Top of MATERIAL SHOWN

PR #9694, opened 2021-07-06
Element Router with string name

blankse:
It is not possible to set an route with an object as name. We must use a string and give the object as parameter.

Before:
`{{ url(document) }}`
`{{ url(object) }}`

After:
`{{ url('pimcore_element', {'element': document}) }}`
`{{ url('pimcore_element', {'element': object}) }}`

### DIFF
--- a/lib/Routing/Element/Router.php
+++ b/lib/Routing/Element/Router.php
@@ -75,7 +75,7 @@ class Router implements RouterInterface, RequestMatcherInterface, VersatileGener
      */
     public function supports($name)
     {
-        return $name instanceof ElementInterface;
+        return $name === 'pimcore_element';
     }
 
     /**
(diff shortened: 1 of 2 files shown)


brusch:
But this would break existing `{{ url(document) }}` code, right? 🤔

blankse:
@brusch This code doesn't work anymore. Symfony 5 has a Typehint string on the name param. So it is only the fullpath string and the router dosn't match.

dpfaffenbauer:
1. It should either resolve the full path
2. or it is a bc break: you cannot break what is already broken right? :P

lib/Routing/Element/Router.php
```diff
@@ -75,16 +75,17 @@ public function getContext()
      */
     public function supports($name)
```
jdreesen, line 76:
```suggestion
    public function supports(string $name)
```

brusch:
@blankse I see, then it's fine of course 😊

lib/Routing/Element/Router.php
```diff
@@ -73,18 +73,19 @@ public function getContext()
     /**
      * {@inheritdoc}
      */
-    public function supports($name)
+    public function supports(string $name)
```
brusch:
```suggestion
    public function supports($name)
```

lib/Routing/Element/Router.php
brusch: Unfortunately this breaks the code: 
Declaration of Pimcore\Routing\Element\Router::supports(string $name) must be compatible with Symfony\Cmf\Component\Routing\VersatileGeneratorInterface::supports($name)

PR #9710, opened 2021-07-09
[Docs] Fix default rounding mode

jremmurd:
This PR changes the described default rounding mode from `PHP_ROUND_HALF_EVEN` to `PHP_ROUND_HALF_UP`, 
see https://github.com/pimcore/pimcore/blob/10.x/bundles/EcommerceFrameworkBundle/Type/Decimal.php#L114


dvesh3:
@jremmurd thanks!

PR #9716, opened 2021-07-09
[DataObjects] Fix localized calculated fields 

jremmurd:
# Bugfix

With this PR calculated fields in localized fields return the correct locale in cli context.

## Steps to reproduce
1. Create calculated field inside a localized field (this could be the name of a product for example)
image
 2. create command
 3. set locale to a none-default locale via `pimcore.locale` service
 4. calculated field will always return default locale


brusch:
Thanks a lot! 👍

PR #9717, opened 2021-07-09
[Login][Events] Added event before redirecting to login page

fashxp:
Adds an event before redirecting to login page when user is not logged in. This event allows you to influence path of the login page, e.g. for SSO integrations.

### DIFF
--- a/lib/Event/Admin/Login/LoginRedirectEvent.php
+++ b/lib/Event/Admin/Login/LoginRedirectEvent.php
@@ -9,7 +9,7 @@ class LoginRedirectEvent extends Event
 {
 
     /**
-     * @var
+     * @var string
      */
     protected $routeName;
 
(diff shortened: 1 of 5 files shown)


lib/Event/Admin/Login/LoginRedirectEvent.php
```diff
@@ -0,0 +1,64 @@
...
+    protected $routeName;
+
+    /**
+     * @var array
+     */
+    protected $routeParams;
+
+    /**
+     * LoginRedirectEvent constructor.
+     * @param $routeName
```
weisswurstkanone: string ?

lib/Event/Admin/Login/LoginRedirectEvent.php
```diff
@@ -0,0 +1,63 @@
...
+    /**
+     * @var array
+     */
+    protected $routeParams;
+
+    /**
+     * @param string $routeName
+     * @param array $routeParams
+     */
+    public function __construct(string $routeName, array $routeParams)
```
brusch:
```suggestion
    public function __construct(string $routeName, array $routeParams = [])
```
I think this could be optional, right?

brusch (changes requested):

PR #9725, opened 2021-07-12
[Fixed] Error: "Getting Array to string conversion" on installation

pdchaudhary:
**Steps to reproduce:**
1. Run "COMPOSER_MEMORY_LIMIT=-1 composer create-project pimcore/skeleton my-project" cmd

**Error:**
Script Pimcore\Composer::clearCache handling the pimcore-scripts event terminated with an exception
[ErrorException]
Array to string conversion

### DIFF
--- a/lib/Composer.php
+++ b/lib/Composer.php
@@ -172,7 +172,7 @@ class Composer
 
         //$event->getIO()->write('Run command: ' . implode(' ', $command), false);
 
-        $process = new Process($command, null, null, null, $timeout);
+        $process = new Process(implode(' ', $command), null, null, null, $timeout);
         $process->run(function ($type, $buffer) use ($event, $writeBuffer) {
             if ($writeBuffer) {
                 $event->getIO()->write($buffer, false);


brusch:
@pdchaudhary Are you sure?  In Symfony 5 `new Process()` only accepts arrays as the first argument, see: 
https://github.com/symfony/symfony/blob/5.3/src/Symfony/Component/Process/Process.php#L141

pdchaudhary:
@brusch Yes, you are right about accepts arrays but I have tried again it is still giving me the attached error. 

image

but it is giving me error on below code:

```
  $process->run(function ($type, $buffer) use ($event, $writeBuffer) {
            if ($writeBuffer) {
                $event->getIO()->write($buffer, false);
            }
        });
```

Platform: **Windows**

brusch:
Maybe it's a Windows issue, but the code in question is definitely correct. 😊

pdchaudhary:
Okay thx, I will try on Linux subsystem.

Bottom of MATERIAL SHOWN

**BRIEF**
Search the entries for the word "command" and gather every line where it appears.

**RESPONSE TO THE EXERCISE**
 2. create command
         //$event->getIO()->write('Run command: ' . implode(' ', $command), false);
-        $process = new Process($command, null, null, null, $timeout);
+        $process = new Process(implode(' ', $command), null, null, null, $timeout);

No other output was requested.